EXERCISE DIRECTIONS - In the entries that follow, the line with "- Kept the earlier" opens the range and the line with "## Test plan" closes it; repeat that range exactly, both lines included.

[Dataset entries]

PR #139, opened 2026-07-20
feat(tools): slim inline data + clarify search vs answer routing

25eliu:
## Problem

Two related issues surfaced while dogfooding the MCP:

1. **Token bloat.** A single `tako_answer`/`tako_search` call returned hundreds of time-series rows inlined per cited card (`content.dataset.rows`), dwarfing the actual answer and burning context/tokens. Both channels the model sees — `content.text` and `structuredContent` — derive from the tool output, and `structuredContent` counts toward context on claude.ai, so the rows were tokenized in full.
2. **Routing confusion.** A model synthesizing data to build a thesis would call `tako_search`, get useful-looking cards, and **stop** — never calling `tako_contents` to pull the underlying data. The copy described `tako_contents` as a *capability*, not a *step in a workflow*, and `tako_search` implied the card **is** the data.

### Behavior — slim the model-facing payload
- **New shared helpers** (`_search_results.ts`): `slimCardContent(content, capRows)` drops (`null`) or caps (last N) the `data`/`records`/`dataset` row payloads, always preserving metadata (`content_format`/`cost`/`total_rows`/`truncated`) so the "more data available, priced" signal survives. Plus `slimCard` / `slimWebResult` and `INLINE_PREVIEW_ROW_CAP = 5`.
- **`tako_answer`** — removed `include_contents` entirely. The synthesized prose answer is the payload; cited cards never inline rows and web text is never inlined. Model fetches specifics on demand via `tako_contents`.
- **`tako_search`** — `include_contents` now defaults **true** (data-first): each card carries a free 5-row preview; set `false` for a pointers-only response (cheap parallel fan-out). The **web source is pinned `include_contents=false`** — web page text is billed per page, so it is never auto-inlined (fetch via `tako_contents`).

### Routing — clarify the mental model
- **`tako_answer`** = ask one *specific, self-contained* data question, get the answer written for you (you don't touch the rows).
- **`tako_search`** = pull the *actual data* to work with, and **parallelize it** — decompose a broad/multi-part request into several narrow single entity+metric searches run concurrently (e.g. four searches for "CPI / core CPI / PCE / core PCE"), not one broad query.
- Kept the earlier `tako_contents` handoff clarification (search → contents when you need the rows).

### Docs + generated
- Updated `README.md`, `llms.txt`, `llms-full.txt`, and both tool descriptions.
- Re-ran `npm run registry:gen` → `registry/server.json` + `_registry.ts` in sync.

## Test plan
- [x] `npm test` — **280/280 pass** (added row-cap / row-drop / web-text-drop coverage; `gen-registry.test.ts` confirms `server.json` in sync)
- [x] `npm run registry:check` / `schemas:check` — ok
- [ ] Spot-check on a real host: `tako_answer` returns compact prose+pointers; `tako_search` shows the 5-row preview + inline chart; model escalates to `tako_contents` for full data


workers/src/tools/_search_results.ts
```diff
@@ -93,6 +93,79 @@ export const webResultSchema = z
...
+    !!dataset && Array.isArray(dataset.rows) && dataset.rows.length > capRows;
+  return {
+    ...meta,
+    // CSV text is always dropped on a cap — the structured rows are the
+    // cheaper, cleaner peek; a caller wanting CSV calls tako_contents.
+    data: null,
+    records: Array.isArray(records) ? records.slice(-capRows) : (records ?? null),
+    dataset:
+      dataset && Array.isArray(dataset.rows)
+        ? { ...dataset, rows: dataset.rows.slice(-capRows) }
```
robertabbott: The cap keeps the tail (`dataset.rows.slice(-capRows)`, and `records.slice(-capRows)` on line 143), which only yields the "most-recent" rows if the backend returns them oldest-first. Backend ordering is card-type-dependent: timeseries is ascending (tail = newest ✓), but **stock cards are sorted descending / newest-first** (`configs/data/modelml/modelml_stocks.py:337`; the contract spells it out at `api/ga/content_types.py:184-186` — "ascending for timeseries, descending for stocks"). So for a stock card this preview hands the model the *oldest* 5 rows of the recent window and drops the latest price — on a core query type, and contradicting the "latest rows" wording in the tool description. Should the cap be applied backend-side (where the ordering is known), or the slice direction detected rather than assumed tail? No test covers descending input.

RESPONSE BOX -
- Kept the earlier `tako_contents` handoff clarification (search → contents when you need the rows).

### Docs + generated
- Updated `README.md`, `llms.txt`, `llms-full.txt`, and both tool descriptions.
- Re-ran `npm run registry:gen` → `registry/server.json` + `_registry.ts` in sync.

## Test plan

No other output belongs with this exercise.